PR #207, opened 2020-01-25
Add support in dotnet client sdk to support multi state store support

### LINKED ISSUE #206: Add support in dotnet client sdk to support multi state store support
There is now multi state stores support feature in Dapr runtime.  
This issue is to add support in dotnet client sdk to support multi state store support.

shalabhms:
# Description

Add support in dotnet client sdk to support multi state store support

## Issue reference

Closes #206 

## Checklist

* [x] Code compiles correctly
* [x] Created/updated tests


samples/AspNetCore/RoutingSample/Startup.cs
```diff
@@ -20,6 +20,11 @@ namespace RoutingSample
     /// </summary>
     public class Startup
     {
+        /// <summary>
+        /// State store name.
+        /// </summary>
+        public const string Storename = "testStore";
```
rynowak: nit: should be `StoreName`

src/Dapr.AspNetCore/FromStateAttribute.cs
```diff
@@ -18,19 +18,28 @@ public class FromStateAttribute : Attribute, IBindingSourceMetadata
...
+        public FromStateAttribute(string stateStoreName, string key)
         {
+            this.StateStoreName = stateStoreName;
             this.Key = key;
         }
 
+        /// <summary>
+        /// Gets the state store name.
+        /// </summary>
+        public string StateStoreName { get; }
```
rynowak: nit: you used `StoreName` elsewhere, I think `StoreName` is better, a little more brief.

src/Dapr.AspNetCore/FromStateAttribute.cs
```diff
@@ -18,19 +18,28 @@ public class FromStateAttribute : Attribute, IBindingSourceMetadata
         /// <summary>
         /// Initializes a new instance of the <see cref="FromStateAttribute"/> class.
         /// </summary>
-        public FromStateAttribute()
+        /// <param name="stateStoreName">The state store name.</param>
+        public FromStateAttribute(string stateStoreName)
         {
+            this.StateStoreName = stateStoreName;
```
rynowak: This should throw if the store name is null/empty, since that won't work.

src/Dapr.AspNetCore/StateEntryApplicationModelProvider.cs
```diff
@@ -33,7 +33,7 @@ public void OnProvidersExecuted(ApplicationModelProviderContext context)
                     }
                     else if (IsStateEntryType(property.ParameterType))
                     {
-                        property.BindingInfo.BindingSource = new FromStateBindingSource(null);
+                        property.BindingInfo.BindingSource = new FromStateBindingSource(null, null);
```
rynowak: This is the piece of code that has to change... We can't use a state store without providing a store name. You should change this if block to throw an exception explaining that `[FromState(...)]` is required.

test/Dapr.AspNetCore.IntegrationTest.App/DaprController.cs
```diff
@@ -25,22 +25,22 @@ public ActionResult<UserInfo> RegisterUser(UserInfo user)
             return user; // echo back the user for testing
         }
 
-        [HttpPost("/controllerwithoutstateentry/{widget}")]
-        public async Task AddOneWithoutStateEntry([FromServices]StateClient state, [FromState] Widget widget)
+        [HttpPost("/controllerwithoutstateentry/{testStore}/{widget}")]
```
rynowak: You don't need to add a parameter to the route, it's not actually doing anything because you're not parsing the state store name from the URL. You should be able to revert just this part of the test.

test/Dapr.AspNetCore.IntegrationTest.App/Startup.cs
```diff
@@ -46,10 +46,10 @@ public void Configure(IApplicationBuilder app, IWebHostEnvironment env)
 
                 endpoints.MapPost("/topic-a", context => Task.CompletedTask).WithTopic("A");
 
-                endpoints.MapPost("/routingwithstateentry/{widget}", async context =>
+                endpoints.MapPost("/routingwithstateentry/{testStore}/{widget}", async context =>
```
rynowak: Same comment as the controller, you don't need to add `{testStore}` to the route, it's not doing anything meaningful in the test.

src/Dapr.AspNetCore/StateEntryApplicationModelProvider.cs
amanbha: @ryanvolum Does that mean that following cannot be written without a FromState attribute?
```C#
[HttpGet("{account}")]
public ActionResult<Account> Get(StateEntry<Account> account)
```

It must always be written as:
```C#
[HttpGet("{account}")]
public ActionResult<Account> Get([FromState("storeName")]StateEntry<Account> account)
```

samples/AspNetCore/ControllerSample/Controllers/SampleController.cs
```diff
@@ -15,6 +15,11 @@ namespace ControllerSample.Controllers
     [ApiController]
     public class SampleController : ControllerBase
     {
+        /// <summary>
+        /// State store name.
+        /// </summary>
+        public const string Storename = "testStore";
```
rynowak: nit: StoreName

src/Dapr.AspNetCore/StateEntryApplicationModelProvider.cs
rynowak: correct. The store name is required.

================

— Aim of the exercise —
In the records above, locate the lines holding the word "support". Copy each of them.

— Finished exercise —
Add support in dotnet client sdk to support multi state store support
### LINKED ISSUE #206: Add support in dotnet client sdk to support multi state store support
There is now multi state stores support feature in Dapr runtime.  
This issue is to add support in dotnet client sdk to support multi state store support.
Add support in dotnet client sdk to support multi state store support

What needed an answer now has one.